New technology and social institutions will have to emerge to help the fractured families of the future. Some forecasters, like Mark, predict that in poorer neighborhoods, schools will become 24-hour family-support systems offering child care, quiet study places, a sanctuary for abused or neglected youngsters, even a place to sleep for those who need one. At the same time, government computers will be far more efficient about tracking the legal obligations of citizens.

Parents who fail to meet child-support payments will find it hard to hide. As corporations become more dependent on women workers and staffed by female executives at high levels, policies will become more accommodating toward families. Video-conferencing and other improvements in communications technology will make it easier for work to be done remotely from home though making a clear separation between work life and home life may actually become more difficult.

With women constituting nearly half the work force, the remaining vestiges of gender inequality will gradually disappear, according to most forecasters. Slowly but inexorably, as women continue to move into fields once dominated by men, the gap between male and female wages will close. As it does, power balances will shift not only at the office but also in the kitchen. When both sexes have equivalent jobs and equivalent paychecks, it won't always be the woman who works "the second shift" of housework after hours or who stays home when a child is sick. Nor, for that matter, will it generally be the woman who receives child custody in a divorce.

To help families cope with ever more intricate obligations, the government should allow large, extended families to incorporate themselves as businesses, suggests David Pearce Snyder, a consulting futurist. This would make families more productive and independent by giving them huge tax advantages that corporations enjoy: generous write-offs for helping each other with new business ventures, tuition funds and the ability to transfer wealth among members without being taxed. Such families would then be much better equipped to look after all their members, relieving the government and other institutions of that burden.

On the other hand, an even more radical approach may evolve. It is reasonable to ask whether there will be a family at all. Given the propensity for divorce, the growing number of adults who choose to remain single, the declining popularity of having children and the evaporation of the time families spend together, another way may eventually evolve. It may be quicker and more efficient to dispense with family-based reproduction and produce future generations in special institutions. People of any age or marital status could submit their genetic material, pay a fee, perhaps apply for a permit and then produce offspring.
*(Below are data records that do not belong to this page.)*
PR #2560, opened 2021-03-18
NXDRIVE-2558: Add a custom metric for hard crashes

rom1win:


nxdrive/commandline.py
```diff
@@ -739,6 +742,8 @@ def __enter__(self) -> "HealthCheck":
             if self.crash_file.is_file():
                 log.warning("It seems the application crashed at the previous run 😮")
                 State.has_crashed = True
+                with open(str(self.crash_file), "r") as my_file:
```
BoboTiG, line 745: You should leverage the `pathlib` power here:
```python
State.crash_details = self.crash_file.read_text().strip()
```
Also, to be safe, you should surround that new code with a try/except or `contextlib.suppress()` to prevent `OSError`s from starting the app.

nxdrive/gui/application.py
```diff
@@ -648,6 +652,17 @@ def _root_deleted(self) -> None:
             engine.reinit()
             engine.start()
 
+    def _send_crash_metrics(self) -> None:
+        for engine in self.manager.engines.copy().values():
```
BoboTiG, line 656: You should return early in case the app did not crash.

nxdrive/gui/application.py
```diff
@@ -648,6 +652,17 @@ def _root_deleted(self) -> None:
...
+            if engine.remote and State.has_crashed:
+                if not State.crash_details:
+                    engine.remote.metrics.send({CRASHED_HIT: 1})
```
BoboTiG, line 659: Move metrics into a dict. And update that dict with `State.crash_details` if available. That will make the code more readable and skip the need for a if/else block code.

nxdrive/gui/application.py
```diff
@@ -648,6 +652,17 @@ def _root_deleted(self) -> None:
...
+                else:
+                    engine.remote.metrics.send(
+                        {CRASHED_HIT: 1, CRASHED_TRACE: State.crash_details}
+                    )
+                return
```
BoboTiG, line 664: Simple `break` should be enough, right?

nxdrive/metrics/constants.py
```diff
@@ -36,4 +36,5 @@
 
 # Other
 CRASHED_HIT = "app.crashed.hit"
+CRASHED_TRACE = "app.crashed.trace"
```
BoboTiG, line 39: Changelog entry needed.

nxdrive/state.py
```diff
@@ -13,4 +13,4 @@
 """
 from types import SimpleNamespace
 
-State = SimpleNamespace(about_to_quit=False, has_crashed=False)
+State = SimpleNamespace(about_to_quit=False, has_crashed=False, crash_details="")
```
BoboTiG, line 16: Keep it sorted.

nxdrive/commandline.py
```diff
@@ -747,14 +752,28 @@ def __enter__(self) -> "HealthCheck":
 
         return self
 
-    def __exit__(self, *_: Any) -> None:
+    def __exit__(
```
BoboTiG, line 755: All changes here are not needed IMO. When a crash happens, that method will never be taken. The only way to record the stacktrace is in: https://github.com/nuxeo/nuxeo-drive/blob/6ff14d34c07b7edcc855b30fa3b957ebb7f352a6/nxdrive/fatal_error.py#L260-L265
You should use that and save `full_error` into the crash file.

nxdrive/commandline.py
```diff
@@ -577,12 +579,13 @@ def launch(self, options: Optional[Namespace], /, *, console: bool = False) -> i
                 log.warning(f"{APP_NAME} is already running: exiting.")
             return 0
 
+        exit_code: int = 1
```
BoboTiG, line 582: Does `mypy` throw a warning/error and you had to fix it like that?

nxdrive/gui/application.py
```diff
@@ -225,6 +226,9 @@ def __init__(self, manager: "Manager", *args: Any) -> None:
         # to self.aboutToQuit can run beforehand.
         self.aboutToQuit.connect(self.manager.stop)
 
+        # Send previous crash metrics
+        self._send_crash_metrics()
```
BoboTiG, line 230: Out of curiosity, why did you move that logic from `Manager` to `Application`?

BoboTiG (changes requested):

nxdrive/commandline.py
```diff
@@ -739,6 +741,8 @@ def __enter__(self) -> "HealthCheck":
             if self.crash_file.is_file():
                 log.warning("It seems the application crashed at the previous run 😮")
                 State.has_crashed = True
+                with suppress():
```
BoboTiG, line 744: Hm the exception type is missing there. Filter out `OSError`.

nxdrive/commandline.py
rom1win: Not really, my handling of the exception in the `HealthCheck.__exit__()` made it so that the code after `exit_code = app.exec_()` is still called in case of a crash. I had an error since in case of a crash, `exit_code` is undefined.

rom1win: And the `: int` was already there before

nxdrive/commandline.py
```diff
@@ -747,7 +751,7 @@ def __enter__(self) -> "HealthCheck":
 
         return self
 
-    def __exit__(self, *_: Any) -> None:
+    def __exit__(self, *_: Any) -> bool:
```
BoboTiG: Not needed.

nxdrive/fatal_error.py
```diff
@@ -262,9 +262,12 @@ def show_critical_error() -> None:
 
     import traceback
 
+    crash_file = Options.nxdrive_home / "crash.state"
     full_error = "".join(traceback.format_exception(*sys.exc_info()))
 
     try:
+        with suppress():
```
BoboTiG, line 269: Filter out `Exception`.

nxdrive/gui/application.py
```diff
@@ -648,6 +652,19 @@ def _root_deleted(self) -> None:
             engine.reinit()
             engine.start()
 
+    def _send_crash_metrics(self) -> None:
+        if not State.has_crashed:
+            return
+
+        metrics = {CRASHED_HIT: 1}
+        if State.crash_details:
+            metrics.update({CRASHED_TRACE: State.crash_details})
```
BoboTiG, line 661:
```suggestion
            metrics[CRASHED_TRACE] = State.crash_details
```

nxdrive/gui/application.py
rom1win: If my memory is correct, it was because in `Manager.load()` the remotes inside the engines are not yes instanciated.

nxdrive/fatal_error.py
```diff
@@ -262,9 +262,12 @@ def show_critical_error() -> None:
 
     import traceback
 
+    crash_file = Options.nxdrive_home / "crash.state"
     full_error = "".join(traceback.format_exception(*sys.exc_info()))
 
     try:
+        with suppress(Exception):
+            crash_file.write_text(full_error)
```
BoboTiG, line 270: Move those 3 lines ahead of the try/except block + blank line:
```python
crash_file = Options.nxdrive_home / "crash.state"
with suppress(Exception):
    crash_file.write_text(full_error)
```

BoboTiG (approved):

In any event, as the nuclear family dissolves, what is likely to evolve is a sort of make-your-own-family approach, which Dychtwald calls "the family of choice." Institutions, employers, neighbors and friends will take on roles once dominated by relatives. "The need and craving for family has not diminished," he says. "It's just that people are forming their own little tribes based on choice and affinity and not on blood." These new pseudo-relatives could overcome the one immutable truth about families: you can't pick your parents. Someday, maybe, you will be able to.